● **Problem**: Print each record below word for word.
━━ Data supplied ━━
PR #238, opened 2021-07-14
standards/NFT: previous_owner_id

chadoh:
this was some work I had in progress on `master` a long time ago that I need to investigate

### DIFF
--- a/specs/Standards/Tokens/NonFungibleToken/Core.md
+++ b/specs/Standards/Tokens/NonFungibleToken/Core.md
@@ -82,8 +82,6 @@ function nft_transfer(
   memo: string|null,
 ) {}
 
-// Returns `true` if the token was transferred from the sender's account.
-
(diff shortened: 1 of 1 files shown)


specs/Standards/NonFungibleToken/Core.md
```diff
@@ -162,7 +160,7 @@ The following behavior is required, but contract authors may name this function
 //
 // Returns true if token was successfully transferred to `receiver_id`.
 function nft_resolve_transfer(
-  owner_id: string,
+  previous_owner_id: string,
```
frol, line 163: Given that this was [implemented and de-facto standardized via near-sdk-rs](https://github.com/near/near-sdk-rs/blob/a903f8c44a7be363d960838d92afdb22d1ce8b87/near-contract-standards/src/non_fungible_token/core/resolver.rs#L36), we should just merge it

frol (approved):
━━━
● **Task answer**:
PR #238, opened 2021-07-14
standards/NFT: previous_owner_id

chadoh:
this was some work I had in progress on `master` a long time ago that I need to investigate

### DIFF
--- a/specs/Standards/Tokens/NonFungibleToken/Core.md
+++ b/specs/Standards/Tokens/NonFungibleToken/Core.md
@@ -82,8 +82,6 @@ function nft_transfer(
   memo: string|null,
 ) {}
 
-// Returns `true` if the token was transferred from the sender's account.
-
(diff shortened: 1 of 1 files shown)


specs/Standards/NonFungibleToken/Core.md
```diff
@@ -162,7 +160,7 @@ The following behavior is required, but contract authors may name this function
 //
 // Returns true if token was successfully transferred to `receiver_id`.
 function nft_resolve_transfer(
-  owner_id: string,
+  previous_owner_id: string,
```
frol, line 163: Given that this was [implemented and de-facto standardized via near-sdk-rs](https://github.com/near/near-sdk-rs/blob/a903f8c44a7be363d960838d92afdb22d1ce8b87/near-contract-standards/src/non_fungible_token/core/resolver.rs#L36), we should just merge it

frol (approved):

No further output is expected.